Provide a module-level artifact cache for large-scale projects to prevent unnecessary rebuilds


(Jake Wharton) #1

Consider the case when a shared module is changed between branches for two versions, both of which are being maintained. As features are cherry-picked to and from each branch, the common module is constantly being rebuilt despite the fact it has not changed on either branch. This is because currently we have task-based incremental compilation which is far too fine grained for any kind of long-lived cache. The inputs and outputs are cached in the buildDir as transient things.

However, at the module level, we have a much more coarsely grained set of inputs and outputs. The inputs are the combination of all task-based inputs of the leaf nodes and the outputs are the artifacts of the module. These can be shared in a larger, semi-persistent cache.

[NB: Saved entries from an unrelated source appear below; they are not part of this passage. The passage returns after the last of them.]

PR #424, opened 2026-08-26
partykit: recover Supabase hydration outages

spencerc99:
## Summary

- build on #416's single authoritative recovery path and existing `loadRetryAfter` state
- close new, existing, and hibernated WebSocket clients with 1013 `Room Loading` while hydration recovery is pending
- treat returned Supabase timeout/HTTP failures as provider outages without adding quarantine evidence, while preserving any earlier vanished-attempt evidence
- retry provider outages after about 5 seconds with a 5-minute cap, and keep #416's one-minute save retry instead of the earlier one-second interval
- update the transient outage smoke to require 1013 client gating

## Rationale

#416 now owns durable admission, alarm scheduling, authoritative reload, reset boundaries, and the single risky-operation ledger. This follow-up only changes client admission and failure bookkeeping within that mechanism. It does not add recovery counters or storage keys.

A caught Supabase error proves the isolate survived, so the current load attempt is released from quarantine accounting and a short recovery deadline is scheduled. A vanished attempt still accrues evidence exactly as #416 defines. Existing crash evidence is preserved when a later provider outage is caught.

The product behavior is intentionally fail-closed during startup hydration: clients reconnect after receiving 1013 instead of using awareness against an empty placeholder document.

## Verification

- failing-first regression run for new-connection gating, hibernated-socket gating, three failed reads followed by alarm recovery, and outage/crash ledger separation
- `bun run check:partykit`
- `bun test partykit/__tests__/` (286 passed)
- `node --check smoke-tests/partykit/supabase-transient-smoke.mjs`
- local Wrangler outage smoke with an unreachable Supabase endpoint: both clients received 1013 `Room Loading`, and the admin write returned 503 `room_load_deferred`
- `git diff --check`

## Release notes

No changeset or public documentation update. This changes internal PartyKit recovery behavior and its operational smoke test, not the published package API or user-facing setup.

### DIFF
--- a/partykit/roomCircuitBreaker.ts
+++ b/partykit/roomCircuitBreaker.ts
@@ -40,6 +40,8 @@ type RoomCircuitBreakerOptions = {
     failureThreshold: number;
     failureBackoffMs: number;
     failureBackoffMaxMs: number;
+    observedLoadFailureBackoffMs: number;
+    observedLoadFailureBackoffMaxMs: number;
   };
   activateTransientPersistence: (quarantine: QuarantineState) => void;
   startRealtimeSync: () => Promise<void>;
@@ -116,6 +118,20 @@ export class RoomCircuitBreaker {
     return this.options.readPositiveNumber(
       "FAILURE_BACKOFF_MAX_MS",
       this.options.defaults.failureBackoffMaxMs
+    );
+  }
+
+  private getObservedLoadFailureBackoffMs(): number {
+    return this.options.readPositiveNumber(
+      "SUPABASE_RECOVERY_RETRY_DELAY_MS",
+      this.options.defaults.observedLoadFailureBackoffMs
+    );
+  }
+
+  private getObservedLoadFailureBackoffMaxMs(): number {
+    return this.options.readPositiveNumber(
+      "SUPABASE_RECOVERY_RETRY_MAX_DELAY_MS",
+      this.options.defaults.observedLoadFailureBackoffMaxMs
     );
   }
 
@@ -290,6 +306,18 @@ export class RoomCircuitBreaker {
     await this.storage.delete(this.retryKeyFor(kind));
   }
 
+  private async releaseLoadAttempt(loadAttempts: number): Promise<void> {
+    const remainingAttempts = loadAttempts - 1;
+    if (remainingAttempts <= 0) {
+      await this.storage.delete(STORAGE_KEYS.quarantineLoadAttempts);
+      return;
+    }
+    await this.storage.put(
+      STORAGE_KEYS.quarantineLoadAttempts,
+      remainingAttempts
+    );
+  }
+
   private async handleRepeatedFailures({
     kind,
     failureCount,
@@ -344,12 +372,12 @@ export class RoomCircuitBreaker {
    * A returned load error proves the isolate survived, so it is not evidence
    * of the vanished work this circuit breaker quarantines.
    */
-  async deferObservedLoadFailure(): Promise<void> {
-    await this.completeRiskyOperation("load");
+  async deferObservedLoadFailure(loadAttempts: number): Promise<void> {
+    await this.releaseLoadAttempt(loadAttempts);
     const retryAt = getFailureRetryAt({
-      failureCount: 1,
-      baseMs: this.getFailureBackoffBaseMs(),
-      maxMs: this.getFailureBackoffMaxMs(),
+      failureCount: loadAttempts,
+      baseMs: this.getObservedLoadFailureBackoffMs(),
+      maxMs: this.getObservedLoadFailureBackoffMaxMs(),
       now: Date.now(),
     });
     await this.storage.put(STORAGE_KEYS.loadRetryAfter, retryAt);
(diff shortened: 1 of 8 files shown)


spencerc99:
## Code review

partykit/roomCircuitBreaker.ts
```diff
@@ -344,12 +372,12 @@ export class RoomCircuitBreaker {
...
    */
-  async deferObservedLoadFailure(): Promise<void> {
-    await this.completeRiskyOperation("load");
+  async deferObservedLoadFailure(loadAttempts: number): Promise<void> {
+    await this.releaseLoadAttempt(loadAttempts);
     const retryAt = getFailureRetryAt({
-      failureCount: 1,
-      baseMs: this.getFailureBackoffBaseMs(),
-      maxMs: this.getFailureBackoffMaxMs(),
+      failureCount: loadAttempts,
```
spencerc99: **The exponential backoff never engages for a pure outage — retries sit flat at the 5s base for the whole outage.** `releaseLoadAttempt` runs first, so on the next attempt `beginRiskyOperation` returns 1 again; `failureCount: loadAttempts` is therefore 1 on every consecutive observed failure (it only exceeds 1 when *vanish* evidence happens to be accumulating). The 5s→5min ladder these constants promise reduces to a constant 5s.

Concretely, during a full Supabase outage each room cycles: load attempt (3 × 5s timeouts ≈ 15s) → retryAt = now + 5s → alarm/reload → attempt again — i.e. near-continuous load attempts, 3 HTTP requests every ~20s per room, for the entire outage. Multiplied across live rooms that's sustained pressure on a database that's already struggling, and it's also ~12x more aggressive than what merged in #416 (flat 60s base). The PR summary says "bounded exponential backoff," which is the right goal — this just doesn't implement it yet.

One single-ledger way to get real escalation without a failure counter: derive the streak from the deadline you already store. On observed failure, read the existing `loadRetryAfter`; if it's in the past (a due retry that failed again), double the previous delay — e.g. store `retryAt` and compute `previousDelay = retryAt_prev - (time it was set)` … since only `retryAt` is stored, the simplest robust form is: `newDelay = clamp(base, 2 * (Date.now() - retryAt_prev), max)` when `retryAt_prev` exists and is past (time since the last scheduled retry approximates the last delay), else `base`. Or, frankly, a flat base of 30–60s with the 5min cap dropped would also be fine and simpler — the important property is not hammering a down database every 20s. Worth a test either way: two consecutive observed failures → second `retryAt` delay strictly greater than the first (or at the agreed flat value).

---

spencerc99 (commented):
Reviewed the rework (9297235, force-pushed onto the #416 merge). This matches the agreed port plan and is the right shape: no duplicate recovery ledger (zero new storage keys), the 1013 client gating reads the circuit breaker's single deferral state and is applied consistently (onConnect, onMessage, HTTP 503, and closing existing connections on a failed hydration), transient-mode messaging updated to the new connection policy, and the smoke test rewritten for it. Verified locally: 286 pass / 0 fail, `check:partykit` clean, and no merge conflicts against current main (b0efc81+). Two things are genuinely better than the interim state: `releaseLoadAttempt` decrements only this start's increment, so prior vanish/OOM evidence is preserved instead of wiped on an observed outage; and outage backoff got its own env-tunable constants.

One finding, inline: the promised 5s→5min exponential never escalates in practice — the attempt is released before the delay is computed, so `failureCount` is 1 on every consecutive observed failure and rooms retry a down Supabase every ~20s (15s of timeouts + 5s wait) for the whole outage. Suggested fixes in the comment (derive the streak from the stored deadline, or just use a flat 30–60s base); either resolves it.

Also note the locked-in product decision, deliberate per the plan but worth stating once: during an outage clients are now closed with retryable 1013 instead of receiving awareness-only transient service — the behavior #416's staging matrix asserted has intentionally changed.

---

partykit/roomCircuitBreaker.ts
spencerc99: 60e7aa1 fixes a real but different problem: an observed failure no longer *shortens* a stricter existing deadline (the guarded-retain case, now tested — good). The original finding still stands, though: when there is no stored deadline, or the stored deadline is in the past — which is exactly the consecutive-outage-failure case, since the due retry just ran and failed — `max(firstRetryAt, guardedRetryAt)` resolves to `now + 5s`. So a pure outage still cycles at ~20s (15s of timeouts + 5s wait) per room for its whole duration; suite confirms (287 pass, but no test pins the consecutive-failure cadence).

Within the structure you now have, the simplest complete fix is to raise the flat base: set `DEFAULT_SUPABASE_RECOVERY_RETRY_DELAY_MS` to 30–60s (keeping the env override and the 5min clamp). Escalation-from-the-stored-deadline is also possible (`guardedRetryAt` in the past → delay = clamp(base, 2 × (now − guardedRetryAt), max)), but it converges to ~2× the attempt duration rather than a clean ladder — the flat 30–60s base is simpler and achieves the property that matters: not hammering a down database every 20 seconds. Plus one test: two consecutive observed failures → the second `retryAt` is ≥ the agreed cadence.

---

spencerc99: c610789 resolves this. Pre-arming the next deadline (crash-ladder base, ~60s) before a due retry's attempt means a consecutive observed failure retains it through the guarded max — so the cadence is one fast 5s first retry, then flat ~60s per attempt for the rest of the outage, well within the 30–60s bar. The pre-arm being durable before the risky attempt also protects the count-0 path against a vanish mid-attempt, and success still clears the key via completeRiskyOperation. The new restarted-outage test pins the cadence and the absence of quarantine evidence. Verified: 288 pass, tsc clean. Resolving.

---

With this, in the aforementioned scenario, the common module that exists as two very different things on each branch are only ever built once. Additionally, this module-level input and output system allows for skipping executing entire module task graphs (even if they all will only be skipped).

Here’s another scenario: Do a clean build of an entire project. Make some changes and do another build. A few of the untouched modules are quickly skipped and you get incremental compilation of the changed modules. Now undo the changes you make and run a build. Every module is skipped because you have reverted to a state in which every module’s inputs match that of a previous build and therefore the cached module artifacts are swapped in for an instant completion.

Since we don’t want the cache to grow indefinitely, it should behavior in an LRU fashion and evict artifacts which are not used for some time. Additionally, companies with modules that number in the hundreds would benefit from a centralized remote cache which would be a fallback on local cache miss. This would allow big beefy boxes to build all the things and cache all the things on a less resource-constrained system.

While seemingly only applicable to large projects, I think and hope the entire-module skipping functionality would help medium sized projects to have quicker builds as well.